### TASK TO CARRY OUT
The answer is to be an exact copy of the lines below running from the line with "separate tools from application go.mod" down to the line with "pure overkill 🤷)", both ends included, and nothing more.

(Records drawn from a dataset)
╭──
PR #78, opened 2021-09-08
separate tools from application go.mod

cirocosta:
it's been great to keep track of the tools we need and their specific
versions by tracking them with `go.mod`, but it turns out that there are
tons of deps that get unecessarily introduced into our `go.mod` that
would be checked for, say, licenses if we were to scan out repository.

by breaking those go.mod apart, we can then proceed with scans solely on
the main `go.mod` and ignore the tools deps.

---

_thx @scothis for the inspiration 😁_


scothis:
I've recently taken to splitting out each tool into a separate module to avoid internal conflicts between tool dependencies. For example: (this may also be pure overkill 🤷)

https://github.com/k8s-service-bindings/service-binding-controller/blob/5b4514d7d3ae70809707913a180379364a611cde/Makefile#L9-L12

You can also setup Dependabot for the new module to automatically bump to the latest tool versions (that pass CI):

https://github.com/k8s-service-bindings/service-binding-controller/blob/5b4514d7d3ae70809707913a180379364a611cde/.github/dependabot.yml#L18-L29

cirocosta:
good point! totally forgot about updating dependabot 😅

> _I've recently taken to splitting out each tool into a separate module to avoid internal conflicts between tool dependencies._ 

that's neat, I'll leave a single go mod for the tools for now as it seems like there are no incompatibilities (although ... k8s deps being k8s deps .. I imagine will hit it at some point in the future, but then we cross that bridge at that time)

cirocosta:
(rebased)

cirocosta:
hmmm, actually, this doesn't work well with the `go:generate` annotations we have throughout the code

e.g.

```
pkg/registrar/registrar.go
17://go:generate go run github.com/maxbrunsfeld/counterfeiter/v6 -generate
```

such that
╰──
╭──
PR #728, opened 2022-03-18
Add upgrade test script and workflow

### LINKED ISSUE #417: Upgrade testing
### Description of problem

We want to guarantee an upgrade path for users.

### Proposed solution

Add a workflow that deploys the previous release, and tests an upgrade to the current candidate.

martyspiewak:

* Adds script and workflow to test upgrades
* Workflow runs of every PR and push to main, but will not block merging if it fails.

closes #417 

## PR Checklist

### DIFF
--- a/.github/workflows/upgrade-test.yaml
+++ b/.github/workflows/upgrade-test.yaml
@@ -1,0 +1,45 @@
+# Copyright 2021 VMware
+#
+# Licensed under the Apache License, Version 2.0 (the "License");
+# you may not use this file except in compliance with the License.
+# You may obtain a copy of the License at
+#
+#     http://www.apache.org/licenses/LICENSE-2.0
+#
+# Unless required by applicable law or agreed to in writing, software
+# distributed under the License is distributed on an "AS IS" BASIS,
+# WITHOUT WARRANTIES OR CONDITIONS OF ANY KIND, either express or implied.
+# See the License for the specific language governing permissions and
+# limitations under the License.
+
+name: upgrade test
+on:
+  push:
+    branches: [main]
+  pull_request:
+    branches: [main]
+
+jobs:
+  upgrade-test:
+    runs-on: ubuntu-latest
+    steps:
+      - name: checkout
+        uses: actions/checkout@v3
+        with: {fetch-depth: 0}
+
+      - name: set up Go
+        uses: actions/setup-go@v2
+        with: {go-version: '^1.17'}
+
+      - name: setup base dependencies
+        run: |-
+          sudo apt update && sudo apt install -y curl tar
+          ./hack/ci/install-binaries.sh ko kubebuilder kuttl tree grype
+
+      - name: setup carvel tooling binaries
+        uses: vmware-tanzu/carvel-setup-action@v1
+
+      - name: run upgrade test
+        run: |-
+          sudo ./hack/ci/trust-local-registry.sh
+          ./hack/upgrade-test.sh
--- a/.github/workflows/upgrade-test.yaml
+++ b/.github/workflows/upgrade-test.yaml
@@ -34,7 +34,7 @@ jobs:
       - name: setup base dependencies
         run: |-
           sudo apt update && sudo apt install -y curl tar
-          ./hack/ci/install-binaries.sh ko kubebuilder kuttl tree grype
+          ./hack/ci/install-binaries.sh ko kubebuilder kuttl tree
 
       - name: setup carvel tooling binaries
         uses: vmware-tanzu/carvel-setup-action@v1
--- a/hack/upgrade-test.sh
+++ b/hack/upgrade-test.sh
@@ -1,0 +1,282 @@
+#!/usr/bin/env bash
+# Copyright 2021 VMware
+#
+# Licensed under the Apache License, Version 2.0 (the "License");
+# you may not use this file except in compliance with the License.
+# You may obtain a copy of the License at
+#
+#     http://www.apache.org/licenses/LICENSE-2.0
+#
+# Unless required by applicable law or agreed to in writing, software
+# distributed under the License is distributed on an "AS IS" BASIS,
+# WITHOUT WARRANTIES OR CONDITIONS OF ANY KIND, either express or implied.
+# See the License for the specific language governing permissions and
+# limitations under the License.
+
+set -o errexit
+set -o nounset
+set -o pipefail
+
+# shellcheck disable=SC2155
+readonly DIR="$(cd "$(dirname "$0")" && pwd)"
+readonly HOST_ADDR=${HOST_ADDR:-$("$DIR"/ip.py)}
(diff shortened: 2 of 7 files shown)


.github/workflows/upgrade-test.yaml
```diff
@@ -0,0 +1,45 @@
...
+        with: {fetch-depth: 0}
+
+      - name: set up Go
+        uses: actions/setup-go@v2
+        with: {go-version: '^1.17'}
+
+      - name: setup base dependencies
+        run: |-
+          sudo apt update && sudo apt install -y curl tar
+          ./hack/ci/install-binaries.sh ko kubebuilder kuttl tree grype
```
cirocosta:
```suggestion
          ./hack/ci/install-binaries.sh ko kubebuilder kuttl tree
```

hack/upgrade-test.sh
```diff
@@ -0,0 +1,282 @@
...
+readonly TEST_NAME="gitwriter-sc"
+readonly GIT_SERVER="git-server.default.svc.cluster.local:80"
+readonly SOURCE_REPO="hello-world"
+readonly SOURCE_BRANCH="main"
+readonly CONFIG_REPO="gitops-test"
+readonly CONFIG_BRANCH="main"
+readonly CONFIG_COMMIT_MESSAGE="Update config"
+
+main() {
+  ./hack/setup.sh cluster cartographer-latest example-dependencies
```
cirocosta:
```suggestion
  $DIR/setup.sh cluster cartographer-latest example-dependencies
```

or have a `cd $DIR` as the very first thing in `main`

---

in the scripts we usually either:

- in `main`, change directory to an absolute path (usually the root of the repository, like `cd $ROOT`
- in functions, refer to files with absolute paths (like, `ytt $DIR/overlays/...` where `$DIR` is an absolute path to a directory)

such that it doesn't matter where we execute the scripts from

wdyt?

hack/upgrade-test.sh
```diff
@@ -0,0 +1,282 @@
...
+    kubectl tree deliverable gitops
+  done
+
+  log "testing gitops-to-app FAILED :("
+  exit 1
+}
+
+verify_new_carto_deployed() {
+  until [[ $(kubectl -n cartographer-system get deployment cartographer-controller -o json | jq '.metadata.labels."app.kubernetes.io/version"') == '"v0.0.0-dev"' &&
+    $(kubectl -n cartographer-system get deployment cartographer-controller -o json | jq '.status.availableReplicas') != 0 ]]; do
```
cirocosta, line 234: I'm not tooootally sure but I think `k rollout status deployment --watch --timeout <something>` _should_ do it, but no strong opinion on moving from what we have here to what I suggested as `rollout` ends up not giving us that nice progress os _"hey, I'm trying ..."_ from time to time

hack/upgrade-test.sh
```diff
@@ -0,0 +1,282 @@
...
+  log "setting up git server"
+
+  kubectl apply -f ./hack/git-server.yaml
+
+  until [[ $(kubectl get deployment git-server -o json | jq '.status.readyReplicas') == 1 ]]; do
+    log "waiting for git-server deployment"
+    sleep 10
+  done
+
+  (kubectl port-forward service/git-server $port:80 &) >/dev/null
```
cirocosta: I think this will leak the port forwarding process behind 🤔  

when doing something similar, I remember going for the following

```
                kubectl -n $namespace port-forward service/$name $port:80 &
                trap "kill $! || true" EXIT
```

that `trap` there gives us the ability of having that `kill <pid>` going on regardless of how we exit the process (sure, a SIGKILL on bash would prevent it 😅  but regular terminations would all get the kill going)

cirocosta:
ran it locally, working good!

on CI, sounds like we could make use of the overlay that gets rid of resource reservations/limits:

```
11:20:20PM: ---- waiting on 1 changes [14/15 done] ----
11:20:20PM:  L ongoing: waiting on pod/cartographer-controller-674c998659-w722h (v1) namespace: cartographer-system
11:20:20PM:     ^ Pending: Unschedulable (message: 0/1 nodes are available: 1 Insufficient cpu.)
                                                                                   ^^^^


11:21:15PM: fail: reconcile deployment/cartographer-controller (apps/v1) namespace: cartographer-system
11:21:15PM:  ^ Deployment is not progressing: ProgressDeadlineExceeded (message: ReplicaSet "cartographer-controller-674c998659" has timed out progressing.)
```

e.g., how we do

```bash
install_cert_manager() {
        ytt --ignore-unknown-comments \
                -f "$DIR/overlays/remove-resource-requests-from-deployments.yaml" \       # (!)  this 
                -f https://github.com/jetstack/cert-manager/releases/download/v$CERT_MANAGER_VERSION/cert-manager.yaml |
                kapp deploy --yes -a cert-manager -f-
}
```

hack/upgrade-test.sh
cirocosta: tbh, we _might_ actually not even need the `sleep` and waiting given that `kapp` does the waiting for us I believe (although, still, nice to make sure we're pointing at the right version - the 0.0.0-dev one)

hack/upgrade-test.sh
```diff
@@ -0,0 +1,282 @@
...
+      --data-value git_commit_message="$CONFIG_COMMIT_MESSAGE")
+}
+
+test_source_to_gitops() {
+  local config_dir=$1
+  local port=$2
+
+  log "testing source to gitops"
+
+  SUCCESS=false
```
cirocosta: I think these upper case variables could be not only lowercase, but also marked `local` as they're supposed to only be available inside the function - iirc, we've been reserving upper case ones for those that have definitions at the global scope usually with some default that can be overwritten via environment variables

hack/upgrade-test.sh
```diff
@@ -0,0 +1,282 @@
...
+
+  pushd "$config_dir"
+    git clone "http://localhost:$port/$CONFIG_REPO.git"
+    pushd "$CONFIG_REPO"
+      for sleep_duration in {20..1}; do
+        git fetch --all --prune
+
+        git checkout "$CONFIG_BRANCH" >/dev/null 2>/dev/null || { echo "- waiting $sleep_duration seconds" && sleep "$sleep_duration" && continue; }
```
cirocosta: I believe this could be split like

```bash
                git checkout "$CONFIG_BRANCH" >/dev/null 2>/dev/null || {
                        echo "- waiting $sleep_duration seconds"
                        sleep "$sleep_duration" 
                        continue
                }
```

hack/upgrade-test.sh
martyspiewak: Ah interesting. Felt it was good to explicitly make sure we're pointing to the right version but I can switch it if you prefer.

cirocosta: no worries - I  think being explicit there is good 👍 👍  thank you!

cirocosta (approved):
╰──
╭──
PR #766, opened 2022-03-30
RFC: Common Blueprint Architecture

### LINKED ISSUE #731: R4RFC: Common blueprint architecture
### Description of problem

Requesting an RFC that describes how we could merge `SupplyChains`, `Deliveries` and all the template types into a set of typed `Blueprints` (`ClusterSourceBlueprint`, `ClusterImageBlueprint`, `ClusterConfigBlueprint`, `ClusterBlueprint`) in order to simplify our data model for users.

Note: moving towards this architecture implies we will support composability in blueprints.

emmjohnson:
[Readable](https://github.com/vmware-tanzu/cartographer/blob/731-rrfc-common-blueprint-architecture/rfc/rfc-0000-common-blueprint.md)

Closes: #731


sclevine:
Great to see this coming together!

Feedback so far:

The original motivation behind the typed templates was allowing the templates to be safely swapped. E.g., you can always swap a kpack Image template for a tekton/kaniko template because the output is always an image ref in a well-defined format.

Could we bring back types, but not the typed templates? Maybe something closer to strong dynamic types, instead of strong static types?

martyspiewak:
╰──
### REPLY TO THE EXERCISE
separate tools from application go.mod

cirocosta:
it's been great to keep track of the tools we need and their specific
versions by tracking them with `go.mod`, but it turns out that there are
tons of deps that get unecessarily introduced into our `go.mod` that
would be checked for, say, licenses if we were to scan out repository.

by breaking those go.mod apart, we can then proceed with scans solely on
the main `go.mod` and ignore the tools deps.

---

_thx @scothis for the inspiration 😁_


scothis:
I've recently taken to splitting out each tool into a separate module to avoid internal conflicts between tool dependencies. For example: (this may also be pure overkill 🤷)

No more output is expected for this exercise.